*The problem:* Down to the last character, transcribe every record.

*Data items:*
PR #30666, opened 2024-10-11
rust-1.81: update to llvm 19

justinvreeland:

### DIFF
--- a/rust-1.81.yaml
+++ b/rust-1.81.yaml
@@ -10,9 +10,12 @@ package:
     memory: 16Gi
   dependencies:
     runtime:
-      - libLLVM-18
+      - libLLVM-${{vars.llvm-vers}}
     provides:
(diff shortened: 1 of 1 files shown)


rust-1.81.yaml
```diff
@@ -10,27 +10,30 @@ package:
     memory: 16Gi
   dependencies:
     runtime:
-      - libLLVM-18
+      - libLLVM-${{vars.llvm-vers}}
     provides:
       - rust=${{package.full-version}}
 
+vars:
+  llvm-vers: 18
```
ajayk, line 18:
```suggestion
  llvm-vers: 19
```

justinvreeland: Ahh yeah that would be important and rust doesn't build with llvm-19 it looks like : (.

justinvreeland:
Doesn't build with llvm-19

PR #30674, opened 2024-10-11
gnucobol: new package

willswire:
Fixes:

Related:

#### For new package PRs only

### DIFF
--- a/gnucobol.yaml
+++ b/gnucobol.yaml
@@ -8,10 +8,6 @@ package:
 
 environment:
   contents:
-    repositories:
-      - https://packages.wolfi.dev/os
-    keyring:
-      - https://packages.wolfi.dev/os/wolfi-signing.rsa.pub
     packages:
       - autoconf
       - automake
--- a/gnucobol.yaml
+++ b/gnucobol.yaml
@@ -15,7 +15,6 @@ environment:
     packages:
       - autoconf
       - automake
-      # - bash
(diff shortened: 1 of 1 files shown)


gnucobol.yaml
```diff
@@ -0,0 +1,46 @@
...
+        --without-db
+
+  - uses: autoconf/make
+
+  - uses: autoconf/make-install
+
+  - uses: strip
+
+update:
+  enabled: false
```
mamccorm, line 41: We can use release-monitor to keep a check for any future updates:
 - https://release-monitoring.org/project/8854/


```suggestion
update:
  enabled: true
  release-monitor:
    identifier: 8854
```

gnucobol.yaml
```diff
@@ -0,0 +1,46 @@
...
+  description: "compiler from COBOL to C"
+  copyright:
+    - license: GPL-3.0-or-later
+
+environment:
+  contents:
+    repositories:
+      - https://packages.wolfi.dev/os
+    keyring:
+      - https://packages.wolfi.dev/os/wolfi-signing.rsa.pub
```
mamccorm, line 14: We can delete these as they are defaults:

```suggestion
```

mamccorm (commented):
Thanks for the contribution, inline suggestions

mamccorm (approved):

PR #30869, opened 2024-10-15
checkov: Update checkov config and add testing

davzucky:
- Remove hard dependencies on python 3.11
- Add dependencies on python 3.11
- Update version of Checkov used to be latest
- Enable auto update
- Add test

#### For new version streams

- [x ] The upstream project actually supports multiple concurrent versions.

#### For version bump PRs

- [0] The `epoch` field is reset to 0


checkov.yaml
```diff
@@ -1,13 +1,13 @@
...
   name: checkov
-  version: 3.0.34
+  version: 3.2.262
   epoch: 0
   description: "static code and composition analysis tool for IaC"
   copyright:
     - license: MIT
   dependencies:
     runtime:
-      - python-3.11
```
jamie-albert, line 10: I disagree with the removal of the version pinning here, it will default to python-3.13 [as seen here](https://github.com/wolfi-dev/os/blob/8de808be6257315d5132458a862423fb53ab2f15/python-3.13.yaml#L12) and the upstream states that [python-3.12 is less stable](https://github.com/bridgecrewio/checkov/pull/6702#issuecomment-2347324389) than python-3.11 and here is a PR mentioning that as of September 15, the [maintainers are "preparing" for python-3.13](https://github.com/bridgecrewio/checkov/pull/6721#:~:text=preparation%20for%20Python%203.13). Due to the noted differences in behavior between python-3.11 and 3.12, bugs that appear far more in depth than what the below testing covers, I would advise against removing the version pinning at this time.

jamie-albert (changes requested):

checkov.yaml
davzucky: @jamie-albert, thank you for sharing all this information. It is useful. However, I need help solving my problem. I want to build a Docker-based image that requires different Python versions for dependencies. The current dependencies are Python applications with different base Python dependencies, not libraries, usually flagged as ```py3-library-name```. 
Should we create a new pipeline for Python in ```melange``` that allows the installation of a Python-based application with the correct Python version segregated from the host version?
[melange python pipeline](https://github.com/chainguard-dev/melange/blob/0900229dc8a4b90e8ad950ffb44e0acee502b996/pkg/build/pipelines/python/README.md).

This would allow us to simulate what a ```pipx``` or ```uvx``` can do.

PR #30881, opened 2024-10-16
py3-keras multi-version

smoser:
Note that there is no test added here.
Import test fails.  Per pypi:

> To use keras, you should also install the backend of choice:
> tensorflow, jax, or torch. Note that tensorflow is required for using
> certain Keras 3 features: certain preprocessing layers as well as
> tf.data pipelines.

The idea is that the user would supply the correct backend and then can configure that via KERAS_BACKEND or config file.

*Task result:*
PR #30666, opened 2024-10-11
rust-1.81: update to llvm 19

justinvreeland:

### DIFF
--- a/rust-1.81.yaml
+++ b/rust-1.81.yaml
@@ -10,9 +10,12 @@ package:
     memory: 16Gi
   dependencies:
     runtime:
-      - libLLVM-18
+      - libLLVM-${{vars.llvm-vers}}
     provides:
(diff shortened: 1 of 1 files shown)


rust-1.81.yaml
```diff
@@ -10,27 +10,30 @@ package:
     memory: 16Gi
   dependencies:
     runtime:
-      - libLLVM-18
+      - libLLVM-${{vars.llvm-vers}}
     provides:
       - rust=${{package.full-version}}
 
+vars:
+  llvm-vers: 18
```
ajayk, line 18:
```suggestion
  llvm-vers: 19
```

justinvreeland: Ahh yeah that would be important and rust doesn't build with llvm-19 it looks like : (.

justinvreeland:
Doesn't build with llvm-19

PR #30674, opened 2024-10-11
gnucobol: new package

willswire:
Fixes:

Related:

#### For new package PRs only

### DIFF
--- a/gnucobol.yaml
+++ b/gnucobol.yaml
@@ -8,10 +8,6 @@ package:
 
 environment:
   contents:
-    repositories:
-      - https://packages.wolfi.dev/os
-    keyring:
-      - https://packages.wolfi.dev/os/wolfi-signing.rsa.pub
     packages:
       - autoconf
       - automake
--- a/gnucobol.yaml
+++ b/gnucobol.yaml
@@ -15,7 +15,6 @@ environment:
     packages:
       - autoconf
       - automake
-      # - bash
(diff shortened: 1 of 1 files shown)


gnucobol.yaml
```diff
@@ -0,0 +1,46 @@
...
+        --without-db
+
+  - uses: autoconf/make
+
+  - uses: autoconf/make-install
+
+  - uses: strip
+
+update:
+  enabled: false
```
mamccorm, line 41: We can use release-monitor to keep a check for any future updates:
 - https://release-monitoring.org/project/8854/


```suggestion
update:
  enabled: true
  release-monitor:
    identifier: 8854
```

gnucobol.yaml
```diff
@@ -0,0 +1,46 @@
...
+  description: "compiler from COBOL to C"
+  copyright:
+    - license: GPL-3.0-or-later
+
+environment:
+  contents:
+    repositories:
+      - https://packages.wolfi.dev/os
+    keyring:
+      - https://packages.wolfi.dev/os/wolfi-signing.rsa.pub
```
mamccorm, line 14: We can delete these as they are defaults:

```suggestion
```

mamccorm (commented):
Thanks for the contribution, inline suggestions

mamccorm (approved):

PR #30869, opened 2024-10-15
checkov: Update checkov config and add testing

davzucky:
- Remove hard dependencies on python 3.11
- Add dependencies on python 3.11
- Update version of Checkov used to be latest
- Enable auto update
- Add test

#### For new version streams

- [x ] The upstream project actually supports multiple concurrent versions.

#### For version bump PRs

- [0] The `epoch` field is reset to 0


checkov.yaml
```diff
@@ -1,13 +1,13 @@
...
   name: checkov
-  version: 3.0.34
+  version: 3.2.262
   epoch: 0
   description: "static code and composition analysis tool for IaC"
   copyright:
     - license: MIT
   dependencies:
     runtime:
-      - python-3.11
```
jamie-albert, line 10: I disagree with the removal of the version pinning here, it will default to python-3.13 [as seen here](https://github.com/wolfi-dev/os/blob/8de808be6257315d5132458a862423fb53ab2f15/python-3.13.yaml#L12) and the upstream states that [python-3.12 is less stable](https://github.com/bridgecrewio/checkov/pull/6702#issuecomment-2347324389) than python-3.11 and here is a PR mentioning that as of September 15, the [maintainers are "preparing" for python-3.13](https://github.com/bridgecrewio/checkov/pull/6721#:~:text=preparation%20for%20Python%203.13). Due to the noted differences in behavior between python-3.11 and 3.12, bugs that appear far more in depth than what the below testing covers, I would advise against removing the version pinning at this time.

jamie-albert (changes requested):

checkov.yaml
davzucky: @jamie-albert, thank you for sharing all this information. It is useful. However, I need help solving my problem. I want to build a Docker-based image that requires different Python versions for dependencies. The current dependencies are Python applications with different base Python dependencies, not libraries, usually flagged as ```py3-library-name```. 
Should we create a new pipeline for Python in ```melange``` that allows the installation of a Python-based application with the correct Python version segregated from the host version?
[melange python pipeline](https://github.com/chainguard-dev/melange/blob/0900229dc8a4b90e8ad950ffb44e0acee502b996/pkg/build/pipelines/python/README.md).

This would allow us to simulate what a ```pipx``` or ```uvx``` can do.

PR #30881, opened 2024-10-16
py3-keras multi-version

smoser:
Note that there is no test added here.
Import test fails.  Per pypi:

> To use keras, you should also install the backend of choice:
> tensorflow, jax, or torch. Note that tensorflow is required for using
> certain Keras 3 features: certain preprocessing layers as well as
> tf.data pipelines.

The idea is that the user would supply the correct backend and then can configure that via KERAS_BACKEND or config file.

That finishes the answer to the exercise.